>>>

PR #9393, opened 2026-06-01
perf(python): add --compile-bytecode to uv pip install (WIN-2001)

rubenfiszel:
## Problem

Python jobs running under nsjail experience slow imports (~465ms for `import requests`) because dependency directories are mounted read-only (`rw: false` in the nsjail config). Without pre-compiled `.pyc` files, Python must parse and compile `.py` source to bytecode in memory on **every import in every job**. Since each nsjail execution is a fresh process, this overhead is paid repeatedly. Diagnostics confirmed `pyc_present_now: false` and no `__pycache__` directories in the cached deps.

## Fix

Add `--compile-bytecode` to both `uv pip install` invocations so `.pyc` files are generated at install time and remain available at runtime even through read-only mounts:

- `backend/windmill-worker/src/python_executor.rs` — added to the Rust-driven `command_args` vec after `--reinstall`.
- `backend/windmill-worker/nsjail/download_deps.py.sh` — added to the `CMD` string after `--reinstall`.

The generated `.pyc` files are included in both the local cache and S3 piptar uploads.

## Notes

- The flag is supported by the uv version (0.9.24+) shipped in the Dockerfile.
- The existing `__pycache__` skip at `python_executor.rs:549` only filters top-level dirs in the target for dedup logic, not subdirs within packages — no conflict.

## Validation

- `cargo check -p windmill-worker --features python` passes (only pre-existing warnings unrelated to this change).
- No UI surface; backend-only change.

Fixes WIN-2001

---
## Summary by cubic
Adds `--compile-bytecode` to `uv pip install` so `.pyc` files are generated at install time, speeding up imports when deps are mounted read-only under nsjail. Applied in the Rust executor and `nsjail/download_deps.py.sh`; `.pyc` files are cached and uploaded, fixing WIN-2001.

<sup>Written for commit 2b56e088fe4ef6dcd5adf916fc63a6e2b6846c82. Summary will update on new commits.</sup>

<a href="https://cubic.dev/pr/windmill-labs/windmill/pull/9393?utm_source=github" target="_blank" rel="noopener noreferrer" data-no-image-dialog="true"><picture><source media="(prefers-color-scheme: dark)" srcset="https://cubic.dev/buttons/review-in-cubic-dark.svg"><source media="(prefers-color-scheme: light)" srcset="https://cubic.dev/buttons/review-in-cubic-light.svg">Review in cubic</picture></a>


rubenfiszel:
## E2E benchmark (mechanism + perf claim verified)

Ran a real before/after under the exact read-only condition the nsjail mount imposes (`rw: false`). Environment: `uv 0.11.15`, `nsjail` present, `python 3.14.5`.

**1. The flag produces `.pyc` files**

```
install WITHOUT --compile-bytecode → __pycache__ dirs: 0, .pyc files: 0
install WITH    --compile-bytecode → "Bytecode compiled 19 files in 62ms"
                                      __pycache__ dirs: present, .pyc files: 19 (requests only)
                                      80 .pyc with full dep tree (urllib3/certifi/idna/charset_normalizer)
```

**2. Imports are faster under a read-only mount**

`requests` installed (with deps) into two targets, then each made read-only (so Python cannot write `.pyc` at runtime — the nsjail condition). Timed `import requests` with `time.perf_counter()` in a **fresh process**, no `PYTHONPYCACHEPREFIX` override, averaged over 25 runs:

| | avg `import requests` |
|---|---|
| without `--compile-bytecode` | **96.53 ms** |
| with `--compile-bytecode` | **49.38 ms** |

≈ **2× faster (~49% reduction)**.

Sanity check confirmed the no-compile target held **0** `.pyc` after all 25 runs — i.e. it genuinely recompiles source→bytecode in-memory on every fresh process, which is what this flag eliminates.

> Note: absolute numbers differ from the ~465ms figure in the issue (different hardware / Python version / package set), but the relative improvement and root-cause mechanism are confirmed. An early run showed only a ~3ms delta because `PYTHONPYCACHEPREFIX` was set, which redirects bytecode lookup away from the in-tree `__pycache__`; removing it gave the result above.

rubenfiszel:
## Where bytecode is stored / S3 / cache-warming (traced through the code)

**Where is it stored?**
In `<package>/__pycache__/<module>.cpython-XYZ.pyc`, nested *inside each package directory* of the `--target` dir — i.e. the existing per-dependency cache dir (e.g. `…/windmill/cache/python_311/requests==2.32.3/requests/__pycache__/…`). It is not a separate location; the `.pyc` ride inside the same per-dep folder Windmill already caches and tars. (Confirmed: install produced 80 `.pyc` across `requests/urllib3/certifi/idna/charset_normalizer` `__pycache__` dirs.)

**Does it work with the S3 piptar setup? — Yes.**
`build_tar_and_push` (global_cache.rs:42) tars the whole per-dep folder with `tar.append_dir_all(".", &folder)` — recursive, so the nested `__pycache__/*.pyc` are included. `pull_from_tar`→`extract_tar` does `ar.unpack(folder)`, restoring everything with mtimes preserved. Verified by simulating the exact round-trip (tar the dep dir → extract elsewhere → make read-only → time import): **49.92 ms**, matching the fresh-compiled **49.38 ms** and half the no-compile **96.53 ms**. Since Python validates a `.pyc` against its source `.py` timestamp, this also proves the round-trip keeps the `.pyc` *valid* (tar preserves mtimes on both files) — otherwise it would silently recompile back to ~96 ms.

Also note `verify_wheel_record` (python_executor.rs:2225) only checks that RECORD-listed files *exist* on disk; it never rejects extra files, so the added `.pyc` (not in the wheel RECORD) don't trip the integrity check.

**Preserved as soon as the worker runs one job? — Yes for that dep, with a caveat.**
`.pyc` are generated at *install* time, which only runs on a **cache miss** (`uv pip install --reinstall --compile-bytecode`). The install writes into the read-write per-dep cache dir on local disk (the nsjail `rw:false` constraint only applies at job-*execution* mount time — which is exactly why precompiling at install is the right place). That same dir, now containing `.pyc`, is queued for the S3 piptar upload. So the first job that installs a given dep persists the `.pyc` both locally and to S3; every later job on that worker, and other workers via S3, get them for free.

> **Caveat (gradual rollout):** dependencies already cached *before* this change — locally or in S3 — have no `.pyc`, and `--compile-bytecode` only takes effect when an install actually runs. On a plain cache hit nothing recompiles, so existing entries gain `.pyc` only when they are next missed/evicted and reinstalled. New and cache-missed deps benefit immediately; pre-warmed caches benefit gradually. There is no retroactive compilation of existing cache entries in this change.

<<<

Problem statement →
Would you show each line of the listing above that has the string "nested"?

Exercise answer →
In `<package>/__pycache__/<module>.cpython-XYZ.pyc`, nested *inside each package directory* of the `--target` dir — i.e. the existing per-dependency cache dir (e.g. `…/windmill/cache/python_311/requests==2.32.3/requests/__pycache__/…`). It is not a separate location; the `.pyc` ride inside the same per-dep folder Windmill already caches and tars. (Confirmed: install produced 80 `.pyc` across `requests/urllib3/certifi/idna/charset_normalizer` `__pycache__` dirs.)
`build_tar_and_push` (global_cache.rs:42) tars the whole per-dep folder with `tar.append_dir_all(".", &folder)` — recursive, so the nested `__pycache__/*.pyc` are included. `pull_from_tar`→`extract_tar` does `ar.unpack(folder)`, restoring everything with mtimes preserved. Verified by simulating the exact round-trip (tar the dep dir → extract elsewhere → make read-only → time import): **49.92 ms**, matching the fresh-compiled **49.38 ms** and half the no-compile **96.53 ms**. Since Python validates a `.pyc` against its source `.py` timestamp, this also proves the round-trip keeps the `.pyc` *valid* (tar preserves mtimes on both files) — otherwise it would silently recompile back to ~96 ms.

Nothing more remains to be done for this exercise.